In 1920, Hazel Kyrk's dissertation at the University of Chicago was instrumental in developing the disciplines of consumer and family economics. Margaret Reid, a professor of home economics at the same university, is recognized as one of the pioneers in the study of consumer behavior and household behavior.

In 1947, Herbert A. Simon, a Nobel laureate, suggested that a decision-maker did not always make the best financial decision because of limited educational resources and personal inclinations.

Research into personal finance is based on several theories, such as social exchange theory and andragogy (adult learning theory). In America, professional bodies such as the American Association of Family and Consumer Sciences and the American Council on Consumer Interests started to play an important role in developing this field from the 1950s to the 1970s. The Association for Financial Counseling and Planning Education (AFCPE) at Iowa State University and the Academy of Financial Services (AFS) were established in 1984 and 1985 respectively. AFCPE started to offer several certifications for professionals in this field, such as Accredited Financial Counselor (AFC) and Certified Housing Counselor (CHC). Meanwhile, AFS cooperates with Certified Financial Planner (CFP Board).

Before 1990, the study of personal finance received little attention from mainstream economists and business faculties. However, several American universities such as Brigham Young University, Iowa State University, and San Francisco State University started to offer financial educational programs in both undergraduate and graduate programs since the 1990s. These institutions published several works in journals such as The Journal of Financial Counseling and Planning and the Journal of Personal Finance.

As the concerns about consumers' financial capability increased during the early 2000s, various education programs emerged, catering to a broad audience or a specific group of people, such as youth and women.

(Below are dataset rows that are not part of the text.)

PR #160, opened 2016-06-11
[enh] Refactor applist management

Psycojoker:
Hello,

Right now `yunohost app fetchlist` only fetch the official app list by default and there is not easy way to fetch all list at once. I've chosen to modify this behavior to fetch all list by default if no url and name are provided.

I've included retrocomabitle code since YunoHost doesn't store each list url.

This PR depends on https://github.com/YunoHost/yunohost/pull/159

You should probably read this diff to avoid having a mix with the other commits https://github.com/YunoHost/yunohost/compare/b787e3a...470636b00c

Cheers


src/yunohost/app.py
```diff
@@ -81,37 +82,69 @@ def app_listlists():
 
 def app_fetchlist(url=None, name=None):
     """
-    Fetch application list from app server
+    Fetch application list(s) from app server
 
     Keyword argument:
         name -- Name of the list (default yunohost)
         url -- URL of remote JSON list (default https://app.yunohost.org/official.json)
```
opi: Doc needs probably to be updated

src/yunohost/app.py
```diff
@@ -81,37 +82,69 @@ def app_listlists():
...
     """
     # Create app path if not exists
-    try: os.listdir(repo_path)
-    except OSError: os.makedirs(repo_path)
+    if not os.path.exists(repo_path):
+        os.makedirs(repo_path)
 
-    if url is None:
-        url = 'https://app.yunohost.org/official.json'
-        name = 'yunohost'
```
opi: As you removed default url/name, I wonder when this list is initially added. We may fix postinstall.

src/yunohost/app.py
```diff
@@ -81,37 +82,69 @@ def app_listlists():
...
+            base_filename = filename[:-len(".json")]
+            url_filename_path = os.path.join(repo_path, base_filename + ".url")
+
+            if os.path.exists(url_filename_path):
+                url = open(url_filename_path, "r").read().strip()
+            else:  # XXX backward compatible code, YunoHost never store the url of the list else where
+                cron_file_path = "/etc/cron.d/yunohost-applist-%s" % base_filename
+
+                if not os.path.exists(cron_file_path):
+                    logger.warning("neither %s nor %s exist, is the app list '%s' correctly installed on the system?" %\
```
jeromelebleu: This will display this English message to the user. You should add a new translation key with this message and make use of it with `m18n.n(...)`.

jeromelebleu:
You should also mention that you've chosen to store the repository url in a file named `name.url`! Also, I don't see where you write this file - except in *backward compatible code* - for a new repository...

src/yunohost/app.py
Psycojoker: Indeed, I have no idea on how the postinstall code works.

Psycojoker:
Where should I mention that?

Indeed, the "add new url" process is not finished, I've forgot to test that.

I'm doing all of this once/if the PR 159 is merged to work on a fresh rebase.

src/yunohost/app.py
```diff
@@ -100,14 +101,13 @@ def app_fetchlist(url=None, name=None):
             raise MoulinetteError(errno.EINVAL,
                                   m18n.n('custom_appslist_name_required'))
 
-    list_file = '%s/%s.json' % (repo_path, name)
-    if os.system('wget "%s" -O "%s.tmp"' % (url, list_file)) != 0:
-        os.remove('%s.tmp' % list_file)
+    try:
+        urlretrieve(url, '%s/%s.json' % (repo_path, name))
+    except Exception as e:
+        # I don't know how to put e into the MoulinetteError stuff
```
zamentur: I think it's something like:
```
except Exception as e:
        raise MoulinetteError(errno.EBADR, m18n.n('appslist_retrieve_error', error=e.strerror))
```

alexAubin:
I'll have a look after we merge #159

opi:
#159 is now merged

alexAubin:
After discussing on the chat, we need to thing what we want to do about that, especially about how we want to keep track of "registered" lists and how to migrate away from the old scheme. We should also stop that dirty trick with the cron job who re-write itself. Let's have a single default cron job in `/etc/cron.daily/` who simply calls `yunohost app fetchlist` with no arguments and fetch all lists that are tracked.

If we don't plan to merge #195 soon, I'd personally go for a small hard-coded migration for this specifically (something like, at the beginning of app_fetchlist, `if _using_old_scheme(): _migrate_to_new_fetchlist_scheme()`)

alexAubin:
So this is mostly done. Still need to test a few things though (such as the cron job working as expected, and the postinstall correctly adding the default list + cron job)(also need to test the migration in real life situation).

Major changes : 
- Basically reworked `app_listlists`, `app_fetchlist`, `app_removelist` from ~scratch ;
- Applists url are now stored in a `.url` in same directory as `.json` ;
- `app_fetchlist` fetches all registered lists ;
- Got rid of the cron jobs who re-wrote themselves, now there's a single `yunohost-fetch-applists` cronjob in `/etc/cron.daily` simply calling `yunohost app fetchlist` ;
- Migration should be transparent : calling  `app_listlists` or `app_fetchlist` will trigger, if needed, a migration to register properly the lists (with a `.url`), remove the legacy cron jobs, and install the new cronjob ;
- I added unit tests for basically all of this. Basically first time writing unit tests, hope I got them right ;

src/yunohost/app.py
```diff
@@ -140,7 +144,7 @@ def app_fetchlist(url=None, name=None):
             raise MoulinetteError(errno.EBADR,
                                   m18n.n('appslist_retrieve_error', error=str(e)))
 
-        if (applist_request.status_code != 200):
+        if applist_request.status_code != 200:
```
Psycojoker: Shouldn't we continue if there are more than one app list to get? To avoid blocking all next lists if one fails.

alexAubin: Yeah I was wondering about this. Shall we replace all the MoulinetteError inside the loop with a logger.error() + a continue ?

alexAubin:
So btw for people who didn't follow the discussion on the chat with Bram : instead of having multiple .url to remember the url of the list, we decided to have a single .json file stored in `/etc/yunohost/` to store info about the known applists (except the applist themselves, which are still stored in serapate jsons, at the same place as before).

alexAubin:
Still need to test if the postinstall change works, but in the meantime reviews are welcomed !

src/yunohost/app.py
Psycojoker: Yeah, that sound better, and also change the return code (if we know how to do that...).

alexAubin: Didn't look into changing the return code for now.

I moved to logger.error's, which made me wonder if/how we want to check stdout/stderr in the tests (e.g. does it contains the appropriate error string/key)

alexAubin: Follow-up : https://github.com/YunoHost/yunohost/pull/261

src/yunohost/app.py
```diff
@@ -65,66 +67,113 @@ def app_listlists():
...
-    elif name is None:
-        raise MoulinetteError(errno.EINVAL,
-                              m18n.n('custom_appslist_name_required'))
+    # Migrate applist system if needed
+    # XXX move that to a migration once they are finished
+    if _using_legacy_applist_system():
+        _migrate_applist_system()
+
+    # Read the list of applist...
+    applists = _read_applist_list()
```
opi: these last 3 lines (+comments) should be replaced by a call to app_listlists() to avoid code duplication.

src/yunohost/app.py
```diff
@@ -65,66 +67,113 @@ def app_listlists():
...
+
+        url = applists[name]["url"]
+
+        logger.debug("Attempting to fetch list %s at %s" % (name, url))
+
+        # Download file
+        try:
+            applist_request = requests.get(url, timeout=30)
+        except requests.exceptions.SSLError:
+            logger.error(m18n.n('appslist_retrieve_error',
```
opi: this error message does not mention which list is concerned

src/yunohost/app.py
```diff
@@ -65,66 +67,113 @@ def app_listlists():
...
+                                error="SSL connection error"))
+            continue
+        except Exception as e:
+            logger.error(m18n.n('appslist_retrieve_error',
```
opi: same issue with the error message

src/yunohost/app.py
```diff
@@ -65,66 +67,113 @@ def app_listlists():
...
+                                error=str(e)))
+            continue
+        if applist_request.status_code != 200:
+            logger.error(m18n.n('appslist_retrieve_error',
```
opi: same issue with error message

src/yunohost/app.py
```diff
@@ -65,66 +67,113 @@ def app_listlists():
...
-        f.write(applist)
+        # Validate app list format
+        # TODO / Possible improvement : better validation for app list (check
+        # that json fields actually look like an app list and not any json
+        # file)
+        applist = applist_request.text
+        try:
+            json.loads(applist)
+        except ValueError, e:
+            logger.error(m18n.n('appslist_retrieve_bad_format'))
```
opi: same issue with error message

src/yunohost/app.py
alexAubin: Well I wanted to try to keep `applist_list()` as much as a front-end function as possible. For instance to display the "lastUpdate" time in human readable format. The function to grab the list of applist should be `_read_applist_list()`. Maybe we could move the `_migrate_applist_system()` call in `_read_applist_list()` though ?

src/yunohost/app.py
alexAubin: Fixed in 69013c0

alexAubin:
I just noticed that the permissions of the cron job might not be good (no +x), might need to fix that

src/yunohost/app.py
alexAubin: In fact I realized why I didn't do that in the first place (putting a call to `_migrate_applist_system()` in `_read_applist_list()`) : that's because `_migrate_applist_system()` calls `_register_new_applist` which calls `_read_applist_list()`, so that would create an infinite recursive call...

src/yunohost/app.py
```diff
@@ -1659,6 +1721,129 @@ def _parse_app_instance_name(app_instance_name):
...
+def _register_new_applist(url, name):
+    """
+    Add a new applist to be fetched regularly.
+    Raise an exception if url or name conflicts with an existing list.
+    """
+
+    applist_list = _read_applist_list()
+
+    # Check if name conflicts with an existing list
+    if name in applist_list.keys():
```
alexAubin: Ah indeed... Well, atm you can simply remove the list with removelist, then redo a fetchlist with the new url.

src/yunohost/app.py
```diff
@@ -1659,6 +1721,129 @@ def _parse_app_instance_name(app_instance_name):
...
+    """
+    Read the json corresponding to the list of applists
+    """
+
+    # If file does not exists yet, return empty dict
+    if not os.path.exists(APPLISTS_JSON):
+        return {}
+
+    # Read file content
+    with open(APPLISTS_JSON, "r") as f:
```
alexAubin: I started a related PR here : https://github.com/YunoHost/yunohost/pull/274 
This is going to take quite some time so let's consider these PR independently, then we'll move to the common io helpers once they're here.

alexAubin:
Exceptions handling is really starting to feel like madness... But hopefully #274 should really help to have simpler code once it's there...

So, bumping again, hopefully for the last time :/

Psycojoker:
2017-03-20-013259_1678x762_scrot

Well...

alexAubin:
@Psycojoker : da0b003 should fix it :)

src/yunohost/app.py
```diff
@@ -65,66 +69,122 @@ def app_listlists():
...
+            continue
+        except Exception as e:
+            logger.error(m18n.n('appslist_retrieve_error',
+                                applist=name,
+                                error=str(e)))
+            continue
+        if applist_request.status_code != 200:
+            logger.error(m18n.n('appslist_retrieve_error',
+                                applist=name,
+                                error="404, not found"))
```
zamentur: It could be a 500 or 403.
By redirections are followed by request.get, so it couldn't be a 301.

alexAubin:
Comment from Bram on the chat (which I agree with :)) : 
> 01:19:17 Bram>     open("/etc/cron.d/yunohost-applist-%s" % name, "w").write('00 00 * * * root yunohost app fetchlist -u %s -n %s > /dev/null 2>&1\n' % (url, name))  
01:19:30 Bram> je me dit que ça serait peut être malin qu'on fasse un randint pour la minute                                                                                      
01:19:47 Bram> sinon là on dit basiquement à TOUS les yunohost "YOLO, DDoS nous pile à la même minute à minuit !"

src/yunohost/app.py
```diff
@@ -65,66 +69,122 @@ def app_listlists():
...
+    applists = _read_applist_list()
+
+    # Determine the list of applist to be fetched
+    applists_to_be_fetched = []
+
+    # If a url and and a name is given, try to register new list,
+    # the fetch only this list
+    if url is not None:
+        if name:
+            _register_new_applist(url, name)
```
alexAubin: I was trying to implement this, and realized that it might not be such a good idea : during the postinstall, we add the official.json list. If we implement this and someone does an offline postinstall, then the official.json won't be added, which we don't want to happen. Same goes if yunohost.org (or whatever list server) is down when trying to add a list which the user knows really exists.

Or we can have an option to disable the check... But I think people should (by default) be able to add a list independently from the internet connection and the availability of the remote server. If the list really doesn't exist, the renew cron job will anyway send an email to root when after attempting to fetch the list, and he'll end up removing the list.

alexAubin:
(Calling for merging approval again)

src/yunohost/app.py
zamentur: ok

zamentur:
So there is 2 positive review (alexAubin and me).
As it is a medium decision we need at least one positive review more.

alexAubin:
Agreed, we should definitely squash :P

The educational programs are frequently known as "financial literacy". However, there was no standardized curriculum for personal finance education until after the 2008 financial crisis. The United States President's Advisory Council on Financial Capability was set up in 2008 to encourage financial literacy among the American people. It also stressed the importance of developing a standard in financial education.

== Personal finance principles ==

It is hard to define universal personal finance principles because:

- Individual situations vary significantly when it comes to income, wealth, and consumption requirements.
- Tax and financial regulations vary between countries.
- Market conditions change both geographically and over time.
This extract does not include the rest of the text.